Они проходили по улицам, голубоглазые, не очень веселые, поскрипывая желтой кожей, в которую были одеты. Было в них что-то от клинка, пропарывающего живую мякоть. Они шли и озабоченно улыбались на цветы, кинутые им под ноги. Грохот духового оркестра мешался с набатным благовестом. На Соборной ждали завоевателей потные, взволнованные отцы города и духовенство в пасхальных ризах. Военачальники поднялись на помост, последовала краткая команда, победители сдернули с себя кепи с лакированными козырьками, Курилов вместе с другими наблюдал из толпы. По особым причинам он не эвакуировался вместе с красными и, пользуясь тем, что был здесь впервые, не скрывался совсем. Случилось, однако, что один малый с параличным правым веком, одетый по-праздничному, в зеркальных сапогах, стал поглядывать на него украдкой. На всякий случай Курилов протолкался из толпы наружу, но и парень немедля повторил тот же маневр и уже стоял сбоку. Он был, видимо, с пристани; густое рыбное зловоние обволокло Курилова, как облако.

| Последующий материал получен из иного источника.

PR #10635, opened 2026-06-11
feature/add auth event arc experiment

shettyvarun268:
This PR registers and gates the new experimental autheventarc feature flag within the Firebase CLI to control the deployment of v2 Auth Eventarc triggers (onUserCreated and onUserDeleted). It officially defines these event types in the CLI's v2 events registry and maps them to the default service map to ensure type safety. During deployment validation, the CLI checks for these trigger types and asserts that the autheventarc experiment is enabled, blocking deployments with a friendly error if it is not. This ensures the experimental triggers can be safely integrated into the SDK while preventing accidental deployments until the backend is fully launched. All changes have been verified with type checks and corresponding unit tests.

### DIFF
--- a/src/deploy/functions/services/index.ts
+++ b/src/deploy/functions/services/index.ts
@@ -207,6 +207,8 @@ const EVENT_SERVICE_MAPPING: Record<events.Event, Service> = {
   "google.firebase.dataconnect.connector.v1.mutationExecuted": dataconnectService,
   "google.firebase.ailogic.v1.beforeGenerate": aiLogicService,
   "google.firebase.ailogic.v1.afterGenerate": aiLogicService,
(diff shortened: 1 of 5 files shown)


wandamora (approved):

inlined (approved):
I wouldn't create an experiment for this (especially a public one). Experiments help us avoid clutter (e.g. the internal test utilities), guard against changes, or inform a customer that they're trying beta code.

Historically for adding new event types we've just not added documentation to the API and not added it to index.ts. If you want to add additional rigor to our process that's fine by me, but we shouldn't make the experiment public because it draws attention when we wren't asking for beta testers ATM.

And Gemini is right; setEnabled is there for testing so you can prefer it over mocks.

PR #10641, opened 2026-06-12
ci: fix storage emulator integration tests on Node 24

joehan:
### Description
The storage emulator test was broken on Node 24 due to a puppeteer incompatibility. We'll need to update our version of puppeteer eventually to address this, but for now, we can just stick this on node 22


shettyvarun268 (approved):
LGTM

PR #10646, opened 2026-06-14
fix: correct function name length in validation error message to 63

ree-rishun:
### Description

Fixes two inaccuracies in the function name validation error message in `functionIdsAreValid()` (`src/deploy/functions/validate.ts`). The message disagreed with both the validation regex `/^[a-zA-Z][a-zA-Z0-9_-]{0,62}$/` and the function's own JSDoc comment:

1. **Character limit (62 → 63):** The message said names must "not exceed **62** characters in length", but the regex allows **63** characters (1 leading letter + up to 62 additional characters), and the JSDoc comment also states "not exceed 63 characters in length". As a result, a 63-character function name deploys successfully, yet the message claimed the limit was 62 — misleading users into thinking valid names are invalid.

2. **Missing underscores:** The message listed only "letters, numbers, hyphens", but the regex (`[a-zA-Z0-9_-]`) and the JSDoc comment both allow **underscores**. Underscores were silently omitted from the user-facing message.

This change updates the message so it is consistent with the regex, the JSDoc comment, and the messages already used elsewhere (e.g. `applyPrefix()` in `src/deploy/functions/build.ts`, which says "maximum length of 63 characters").

```diff
- numbers, hyphens, and not exceed 62 characters in length
+ numbers, underscores, hyphens, and not exceed 63 characters in length
```

Note: this validation also rejects names that don't start with a letter or contain other invalid characters. This PR only corrects the wording of the error message and does not change any validation behavior.

### Scenarios Tested
- Ran `npm test` locally; compilation and the existing test suite pass.
- Deployed functions to a separate Firebase project and confirmed in the console that the deploys succeeded for both a 63-character name and a name containing underscores (e.g. `my_func`), verifying that 63 is the true limit (not 62) and that underscores are allowed.
- This is a message-only change; no validation logic was modified.

```console
$ TZ='America/Los_Angeles' npm test

... (truncated) ...

  4506 passing (38s)
  10 pending

... (coverage table truncated) ...
```

### Sample Commands
No command or flag changes. The corrected error surfaces during deploy:

```
Error: 1nnnnnnnnn function name(s) can only contain letters, numbers, underscores, hyphens, and not exceed 63 characters in length
```


IzaakGough (approved):
This looks good to me, nice work! The failing CI check is unrelated to this PR.

ree-rishun:
Hi @IzaakGough , thanks again for the review and approval.

It looks like the CI workflow now requires maintainer approval again after I updated the branch from `main`. I’ll avoid updating the branch further unless needed.

Could you or another maintainer approve/re-run the CI when you have a chance? Please let me know if there’s anything else I should change on my side.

— Дожж будет, как полагаете? — спросил парень и жаждал послушать куриловского голоса.
Действительно, ветер усиливался, хоругви поворачивались по ветру, как флюгера, и голоса певчих растворялись в нем. Белые гребешки побежали по реке. И хотя ничего угрожающего не было пока в вопросе парня, Курилов понял, что его опознали по какому-то неуловимому признаку. Не торопясь, Курилов двинулся прочь по боковой улочке. Парень последовал за ним, и вот их стало уже двое. Второй был пониже ростом и в русых усах, таких широких, точно булку держал закушенной в зубах. Курилов лениво пересек опустевший базар и стал спускаться вниз, держа направление на рабочие казармы спичечной фабрики. Тем временем погоня размножилась человек до пяти. День был все равно бездельный, праздничный, развлечений не предвиделось; всякому лестно было уловить внезаконного человечка и посмотреть, как он станет выглядеть после десяти минут страшного и суматошного вдохновенья. Алексей Никитич повернул на Аптечную и, быстро пробежав ее до конца, шагал как ни в чем не бывало. Но его обошли; он увидел человек двенадцать позади себя, и впереди выступал тот же, с параличным веком. Боясь приблизиться в открытую, они что-то кричали издали и подманивали во все двенадцать пальцев.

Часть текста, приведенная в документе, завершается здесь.